Siria. Quest’oggi la città di Douma, che si trova a nord-est di Damasco e che è controllata dai ribelli, è stata colpita da aerei da guerra siriani. Secondo l’Osservatorio siriano per i diritti umani il bilancio è ancora una volta drammatico: «Sette civili, tra i quali sei bambini, sono stati uccisi».

La repressione e la guerriglia fra ribelli e forze lealiste è continua in tutto il Paese. Un’altra città controllata dai ribelli, Talbisseh (nella provincia centrale di Homs), è stata colpita da aerei militari mentre nella provincia di Damasco almeno tredici ribelli sono stati uccisi nel corso di un conflitto. Quest’oggi in tutta la Siria si contano almeno 24 vittime tra i civili; ricordiamo che negli ultimi 22 mesi, ovvero da quando hanno avuto inizio le rivolte contro Assad, l’Osservatorio siriano per i diritti umani, che per redigere i suoi rapporti si basa su una larga rete di medici, attivisti e avvocati, ha stimato che hanno perso la vita almeno 60mila persone.

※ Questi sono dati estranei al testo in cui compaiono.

PR #13166, opened 2025-08-09
Changed basePath in auth.ts to match the official documentation

jeremyko:
(Next.js v15.4.6)
The official documentation (https://authjs.dev/guides/configuring-github) suggests setting the Callback URL to "http://localhost:3000/api/auth/callback/github", but the official example (apps/examples/nextjs) doesn't include an api folder. need to change the basePath in auth.ts to match the documentation (/api/auth). Also, when running the prettier command, if the path contains "[...]", the following error occurs:

    [error] No files matching the pattern were found: "'apps/examples/nextjs/app/api/auth/[...nextauth]/route.ts'".

So, I added a path exception to lefthook.yml. There may be another way.

## ☕️ Reasoning

Modified the Next.js example to match the official documentation.

## 🧢 Checklist

- [X] Documentation
- [X] Tests
- [X] Ready to be merged

## 🎫 Affected issues
N/A

## 📌 Resources


apps/examples/nextjs/auth.ts
```diff
@@ -100,7 +100,7 @@ export const { handlers, auth, signIn, signOut } = NextAuth({
     WorkOS({ connection: process.env.AUTH_WORKOS_CONNECTION! }),
     Zoom,
   ],
-  basePath: "/auth",
+  basePath: "/api/auth",
```
halvaradop, line 103: The basePath option was configured to point to auth/[...nextauth] instead of api/auth/[...nextauth]. As you noted, the configuration is in auth/[...nextauth]/route.ts, not api/auth/[...nextauth].

https://github.com/nextauthjs/next-auth/blob/39dd3b92de194c1a835f2d87631f4deb9d9fdf65/apps/examples/nextjs/app/auth/%5B...nextauth%5D/route.ts#L1-L2

​The NextAuth.js documentation recommends using the api/auth structure. However, this isn't a strict requirement, as the basePath option was introduced specifically to allow for custom authentication routes. The user isn't obligated to configure their app with /api/auth.

jeremyko: Oh, then I think the official documentation (https://authjs.dev/guides/configuring-github) needs to be revised. To avoid confusion, the documentation should explicitly specify "http://localhost:3000/auth/callback/github." We develop our code by referencing both the official documentation and the examples. It would be best if one of the two were revised to eliminate any inconsistencies.

PR #13253, opened 2025-09-27
(Fix): broken link of middleware setup

coderrshyam:
This pull request makes a small documentation update to the Next.js middleware guide link in the migration guide. The change ensures that the link points to the correct external URL.

* Updated the Next.js middleware guide link in `migrate-to-better-auth.mdx` to correct the url.


coderrshyam:
@Bekacru would you merge it, as it create problems for user who want to migrate to better auth.

PR #13265, opened 2025-10-01
chore(qwik): add peerDeps for qwik

wmertens:
## ☕️ Reasoning

without this, it isn't guaranteed to have access to the qwik libararies, which is certainly the case when using the overrides for qwik v2.

## 🧢 Checklist

- [x] Ready to be merged


himself65 (approved):
LGTM

PR #13376, opened 2026-02-06
Move local variables inside `assertConfig`

edoardocavazza:
## ☕️ Reasoning

Moved local variables inside `assertConfig` in order to prevent conflicts between two providers.

## 🧢 Checklist

- [ ] Documentation
- [ ] Tests
- [ ] Ready to be merged

## 📌 Resources

### DIFF
--- a/packages/core/src/lib/utils/assert.ts
+++ b/packages/core/src/lib/utils/assert.ts
@@ -44,10 +44,6 @@ function isSemverString(version: string): version is SemverString {
   return /^v\d+(?:\.\d+){0,2}$/.test(version)
 }
 
-let hasCredentials = false
-let hasEmail = false
-let hasWebAuthn = false
-
 const emailMethods: (keyof Adapter)[] = [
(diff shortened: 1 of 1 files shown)


HardikDewra (commented):
Clean fix. Moving `hasCredentials`, `hasEmail`, and `hasWebAuthn` from module-level `let` declarations into the `assertConfig` function body eliminates stale state between calls.

With the variables at module level, the first call to `assertConfig` that encounters a credentials provider sets `hasCredentials = true`, and that value persists across all subsequent calls. In a serverless environment where the module might be reused across requests, this means:

- A request that configures only email providers would still see `hasCredentials = true` from a previous request's config
- The assertion logic would produce incorrect results based on ghost state from prior invocations

Moving them inside the function ensures each call starts with a clean slate. Simple, correct, no behavioral change for single-call scenarios.

No concerns here - this is a straightforward bug fix for a real state leakage issue.

PR #13385, opened 2026-02-23
Migrations fail silently on Cloudflare Workers

alakazamn:
## ☕️ Reasoning

Each migration statement is not being properly awaited, so awaiting the up() method does nothing.

Not sure how exactly it's desired to handle errors.. but the existing does not work and fails silently, leaving users to either manually migrate or do as I have done. 

## 🧢 Checklist

- [ ] Documentation
- [ ] Tests
- [ ] Ready to be merged

### DIFF
--- a/packages/adapter-d1/src/migrations.ts
+++ b/packages/adapter-d1/src/migrations.ts
@@ -49,13 +49,7 @@ export const down = [
 ]
 
 async function up(db: D1Database) {
-  upSQLStatements.forEach(async (sql) => {
-    try {
-      await db.prepare(sql).run()
-    } catch (e: any) {
-      console.error(e.cause?.message, e.message)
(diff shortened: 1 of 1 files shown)


ndom91:
Thanks let me take a look

alakazamn:
Thanks-- I believe the issue comes down to:

In a normal environment you might not technically need to await every migration; though you lose the ability to wait until they're all done, they'd all execute. 

CF workers heavily optimizes for responses, so if you move on and deliver a response to a user before the async statements complete execution, it ends execution prematurely. 

One question is-- if execution of these migrations is not idempotent or unable to run concurrently, then instead of Promise.all, we'd want to use a for loop, but not`.forEach`. However, the commit seemed to work fine for me.

Issue #12354, opened 2024-12-06
client session keeps authenticated even if user signout by signout methods.


takakikasuga:
### Environment

```
(base) ➜  web git:(development) ✗ npx envinfo --system --binaries --browsers --npmPackages "{next,react,next-auth,@auth/*}"
Need to install the following packages:
envinfo@7.14.0
Ok to proceed? (y) y


  System:
    OS: macOS 14.6.1
    CPU: (10) x64 Apple M1 Max
    Memory: 12.75 MB / 64.00 GB
    Shell: 5.9 - /bin/zsh
  Binaries:
    Node: 20.17.0 - ~/.volta/tools/image/node/20.17.0/bin/node
    Yarn: 1.22.22 - ~/.volta/tools/image/yarn/1.22.22/bin/yarn
    npm: 10.8.2 - ~/.volta/tools/image/node/20.17.0/bin/npm
    pnpm: 9.14.1 - ~/.volta/bin/pnpm
  Browsers:
    Chrome: 131.0.6778.109
    Safari: 17.6
```

### Reproduction URL

https://github.com/nextauthjs/next-auth-example

### Describe the issue

client session keeps authenticated even if user signout by signout methods.
https://next-auth-example.vercel.app/client-example

https://github.com/user-attachments/assets/94873312-94dd-4060-97e0-5c6c8a8d8fc6

### How to reproduce

1. user login by next-auth
2. user logout by signout methods provided by next-auth

### Expected behavior

after signout, value of useSession hooks and auth methods is the same!!

Issue #3995, opened 2022-02-17
signOut doesn't clear session


hyounoo:
### Environment

System:
    OS: macOS 11.3.1
    CPU: (16) x64 Intel(R) Core(TM) i9-9880H CPU @ 2.30GHz
    Memory: 4.29 GB / 32.00 GB
    Shell: 5.8 - /bin/zsh
  Binaries:
    Node: 17.3.0 - /usr/local/bin/node
    Yarn: 1.22.17 - /usr/local/bin/yarn
    npm: 8.3.0 - /usr/local/bin/npm
    Watchman: 2021.06.07.00 - /usr/local/bin/watchman
  Browsers:
    Chrome: 98.0.4758.102
    Safari: 14.1
    Safari Technology Preview: 14.2
  npmPackages:
    next: 12.0.8 => 12.0.8 
    next-auth: ^4.2.1 => 4.2.1 
    react: 17.0.2 => 17.0.2 

### Reproduction URL

none

### Describe the issue

Using federatedlogout code from #3938, I was able to signout from my idp and it redirects me to /signedOut page as below.

`
import React, { useEffect } from 'react'
import { signOut } from 'next-auth/react'
import { useRouter } from 'next/router'

const signedOut = () => {
  const router = useRouter()

  console.log('visiting signedOut')
  useEffect(() => {
    signOut({ redirect: false, callbackUrl: `${process.env.NEXTAUTH_URL}` })
      .then((data) => {
        console.log('data: ', data)
        router.push(data.url)
      })
      .catch((error: any) => {
        console.debug('error: ', error)
      })
  }, [])

  return <div className="m-10">Signing you out...</div>
}

export default signedOut

`

But whatever I tried, it occationally doesn't clear the session and the use is still signed in.
It sometimes clear the session but most of time it doesn't.

I've tried signOut() with or without redirect: false but the result were the same.

is there any way to clear out the session manually? 

### How to reproduce

Using below federatedlogout.ts code and signedOut.tsx

federated-logout.ts
`
import { getToken } from 'next-auth/jwt'
import type { NextApiRequest, NextApiResponse } from 'next'

const secret = process.env.NEXTAUTH_SECRET

export default async function federatedLogout(req: NextApiRequest, res: NextApiResponse) {
  try {
    const token = await getToken({ req, secret })
    console.info('token: ', token)
    if (!token) {
      console.warn('No JWT token found when calling /federated-logout endpoint')
[...]

Issue #3991, opened 2022-02-17
Session still present in API route check after client side signOut


kramer99:
### Question 💬

I expect there's an option somewhere I'm missing, but I haven't managed to find it after scouring the documentation and closed issues for the past two hours.

I have client side signOut working fine via:
```
import { signOut, useSession } from 'next-auth/react';

const Header = () => {
  const { data: session } = useSession();

  const onClick: any = signOut;

  return (
    <Navbar bg="dark" variant="dark" className="page-header sticky-top">
...
      <Button className="btn btn-secondary btn-sm" onClick={onClick}>
        Logout
      </Button>
      <Notification />
    </Navbar>
  );
};
```
I'm also trying to protect an API route using the guidance here: https://next-auth.js.org/tutorials/securing-pages-and-api-routes#using-getsession

I'm using a wrapper function, but it's the same result if I put the session check directly in the API route:

```
export default function withAuth(handler: NextApiHandler) {
  return async (req: NextApiRequest, res: NextApiResponse) => {
    const session = await getSession({ req });
    // const s = await getServerSession({ req, res }, options);
    // console.log(s);
    if (session) {
      // Signed in
      console.log('Session', JSON.stringify(session, null, 2));
      await handler(req, res);
    } else {
      // Not Signed in
      res.status(401);
    }
    res.end();
  };
}

```

Now, what I'm seeing is that on signing out, my pages are protected and redirect to the signin url, as expected, however, calling the API route via Postman - without passing any header cookies - the API route still sees an active session.

I'd expect that after signout, the session being logged above should be null.

Probably not important, but for completeness, here is my `[...nextauth].ts`
```
import type { NextApiRequest, NextApiResponse } from 'next';
import NextAuth from 'next-auth';
import OktaProvider from 'next-auth/providers/okta';

const options = {
  providers: [
    OktaProvider({
      clientId: process.env.OKTA_CLIENTID || '',
      clientSecret: '', // not required with PKCE
      issuer: process.env.OKTA_ISSUER,
      checks: ['pkce', 'state'],
      client: {
        token_endpoint_auth_method: 'none'
      }
    })
  ],
  secret: ...
};

export default (req: NextApiRequest, res: NextApiResponse) =>
  NextAuth(req, res, options);
```

Thank you very much for any help.

### How to reproduce ☕️

See above.

### Contributing 🙌🏽

No, I am afraid I cannot help regarding this

balazsorban44:
[...]

PR #13465, opened 2026-07-18
fix(next-auth): prevent stale session fetches from resurrecting the session after signOut

ytoshiki:
## ☕️ Reasoning

While looking into why a user can stay logged in after `signOut()`, I found a
race between sign-out and the refetches `SessionProvider` fires on its own
(mount, window focus, polling, cross-tab broadcasts):

1. a `GET /api/auth/session` starts (poll, focus, ...)
2. `signOut()` completes and clears the client state
3. the GET from step 1 resolves last and puts the old session back

With the default JWT strategy it's worse than a UI glitch: the session
endpoint re-signs the token and sets a fresh rolling cookie on every valid
GET, so the late response can leave the browser holding a valid session
cookie after sign-out. Reload and you're still logged in. This matches
long-standing reports like #4612.

The fix keeps an AbortController on `__NEXTAUTH`:

- `signIn`/`signOut` (and the WebAuthn `signIn`) abort any in-flight session
  fetch before sending their POST, and once more after it returns
- a session response is only applied if its fetch wasn't aborted or
  superseded by a newer one (fresh controller per fetch, newest wins)
- `update()` goes through the same guard
- a failed sign-in replays the refetch it aborted, and an aborted initial
  fetch keeps the status at "loading" instead of flashing "unauthenticated"
  (that flash could trigger `useSession({ required: true })` redirects under
  StrictMode)

Two behavior changes worth calling out: a failed non-redirect `signIn` now
does one extra session GET (the replay), and `update()` resolves `null` when
it was superseded by an auth-state change.

What this can't fix from the client side: another tab's concurrent GET can
still get a rolling cookie, and JWT sessions can't be invalidated
server-side. Both are noted in code comments.

The tests reproduce the races deterministically by controlling fetch
resolution order — they fail without the fix. They're also the first React
client tests in this package, which is why the diff includes jsdom /
@testing-library/react / react-dom dev deps and a package-local vitest
config (the shared config aliases react to preact/compat, which breaks
@testing-library/react).

## 🧢 Checklist

- [ ] Documentation — not needed, JSDoc updated inline
- [x] Tests
- [x] Ready to be merged

## 🎫 Affected issues

Related: #4612, #12354, #3995, #3991

### DIFF
--- a/packages/next-auth/package.json
+++ b/packages/next-auth/package.json
@@ -72,8 +72,8 @@
     "build": "pnpm clean && pnpm providers && tsc",
     "clean": "rm -rf *.js *.d.ts* lib providers",
     "dev": "pnpm providers && tsc -w",
-    "test": "vitest run -c ../utils/vitest.config.ts",
-    "test:watch": "vitest -c ../utils/vitest.config.ts",
+    "test": "vitest run -c ./vitest.config.ts",
+    "test:watch": "vitest -c ./vitest.config.ts",
     "test:e2e": "playwright test",
     "providers": "node ../utils/scripts/providers"
   },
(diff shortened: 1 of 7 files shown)


goransh-walia:
Clean and minimal — appreciate that it stays scoped to the actual fix.

PR #13485, opened 2026-08-17
fix(deps): allow nodemailer 9 as a peer dependency

AdzerKI:
## ☕️ Reasoning

Every `nodemailer@8` release is covered by published advisories (SMTP command injection via `envelope.size` and via CRLF in the transport name, `List-*` header injection, `jsonTransport` bypassing `disableFileAccess`/`disableUrlAccess`, OAuth2 token fetch without TLS verification, message-level `raw` bypass). They are fixed in `nodemailer@9.0.1+`, and `npm audit` reports `nodemailer <=9.0.0` as high severity.

The peer range in `@auth/core`, `next-auth` and `@auth/sveltekit` is `^7.0.7 || ^8.0.5`, so an app that also uses nodemailer directly (a contact form, transactional mail) cannot install a fixed release without breaking peer resolution: `npm ci` fails with ERESOLVE and the only workarounds are `--legacy-peer-deps` or an override — i.e. keeping a vulnerable dependency or silencing the resolver.

Nodemailer 9's only breaking change is TLS certificate validation for remotely fetched content (attachment URLs, OAuth2 token endpoints, proxy CONNECT). The provider here calls `createTransport` and `sendMail` with inline `text`/`html` and reads `rejected`/`pending` from the result, and the transport type imports (`nodemailer/lib/*-transport`) are unchanged in 9.x, so nothing in this repo depends on the old behaviour.

## 🧢 Checklist

- [x] Documentation — not applicable, dependency range only
- [x] Tests — existing suite covers the nodemailer provider
- [ ] Ready to be merged

## 🎫 Affected issues

None open for this.

## 📌 Resources

- https://github.com/advisories/GHSA-c7w3-x93f-qmm8
- https://github.com/advisories/GHSA-vvjj-xcjg-gr5g
- https://github.com/advisories/GHSA-268h-hp4c-crq3
- https://github.com/advisories/GHSA-wqvq-jvpq-h66f
- https://github.com/advisories/GHSA-r7g4-qg5f-qqm2
- https://github.com/advisories/GHSA-p6gq-j5cr-w38f


AdzerKI:
Closing: we migrated the affected project off next-auth, so we no longer have a way to validate this change in practice. The underlying issue stands for other users — every nodemailer 8.x release is covered by published advisories, and the peer range keeps apps that also use nodemailer directly on a vulnerable line. Feel free to reopen or reuse the patch.

PR #483, opened 2016-04-20
Exclude Objective-C files from cppcheck

tribal-tec:


tribal-tec:
Needed for https://github.com/BlueBrain/Deflect/pull/89

PR #484, opened 2016-04-21
Fix coverage report generation for non-subprojects

tribal-tec:


rdumusc:
This his still had issues, such as:
- did not work if common_library was call from a source folder with a different include path than the bin path (e.g. triply in Equalizer)
- It was stripping the first level of folders potentially causing issues with multiple top-level libraries (e.g. eq + seq)
A solution which (hopefully) addresses theses shortcomings can be found in #486, however this comes at the cost of enforcing that the subprojects must be placed outside the project source tree (using a superproject or the COMMON_SOURCE_DIR to place them outside). This seems unfortunately unavoidable.

PR #485, opened 2016-04-22
Fix Doxygen's project version after CMake3 port

rdumusc:


DoxygenRule.cmake
```diff
@@ -77,6 +81,10 @@ if(NOT DOXYGEN_PROJECT_NAME)
   set(DOXYGEN_PROJECT_NAME ${PROJECT_NAME})
 endif()
 
+if(NOT DOXYGEN_PROJECT_VERSION)
+  set(DOXYGEN_PROJECT_VERSION ${${PROJECT_NAME}_VERSION})
```
hernando: Why not ${PROJECT_VERSION}?

hernando:
Apart from the minor comment +1

DoxygenRule.cmake
eile: CMake 3 has the version in the project() and exports it into Project_VERSION

PR #486, opened 2016-04-22
Fix coverage report generation for the top-level project

rdumusc:


CHANGES.md
```diff
@@ -1,5 +1,7 @@
 # git master
 
+* [486](https://github.com/Eyescale/CMake/pull/486):
+  Fix coverage report generation for non-subprojects
```
hernando: Indeed, you have solved it for the subproject case. Don't you mean "for non-superprojects"?

rdumusc: This is from Daniel's commit but it is correct. It was already working for the subproject case (i.e. a project which is a subproject of viz/stable for instance). Now it is fixed (with a small limitation) for projects which are not a subproject but are their own superproject (thus non-subprojects). Nomenclature is a bit tricky for sure :-)

hernando: We have to agree on the nomenclature, because what you call the subproject case (viz/stable) for me it's the superproject case.

rdumusc: Or: fix coverage report generation for the top-level project?

hernando: I prefer that one.

rdumusc:
updated

hernando:
+1

PR #488, opened 2016-04-29
Fix usage of VERSION -> PROJECT_VERSION after CMake3 change

rdumusc:
CommonApplication part was needed to deploy DesktopStreamer, but I updated all the remaining occurrences...


jafyvilla:
👍

PR #491, opened 2016-05-19
Fix regression, fix multiple install of defines.h

tribal-tec:


rdumusc:
+1 for the fix itself, but shouldn't we just remove this "per-system" defines file and keep just defines.h?

tribal-tec:
Not sure as well. I kept it defensive and maintained what was used before. I would postpone this potential cleanup and add an issue to resolve this. There might be things that I/we miss now, but @eile might know.

PR #493, opened 2016-05-25
Do not mess with LCOV_EXCLUDE which is set by outside users

tribal-tec:
After #486, excluding the tests is not needed anymore.


rdumusc:
+1 good catch one more ugly hack which can go away!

In merito alle nuove stragi l’inviato del Consiglio di Sicurezza dell’ONU in Siria, Lakhdar Brahimi, ha dichiarato: «In Siria sono stati raggiunti livelli di orrore senza precedenti. Il paese si sta disgregando sotto gli occhi di tutti. Solo la comunità internazionale può fare qualcosa e il Consiglio di sicurezza non può continuare ad aspettare di trovare un accordo tra i paesi membri».

Intanto quattro giorni dopo il raid israeliano su un centro di ricerca militare e al confine tra Israele e Libano dove viaggiava un convoglio carico di missili, il presidente Bashar al-Assad ha accusa Israele di voler destabilizzare la Siria. Queste le sue parole: «il loro vero ruolo è quello di indebolire la Siria con la collaborazione di forze nemiche straniere».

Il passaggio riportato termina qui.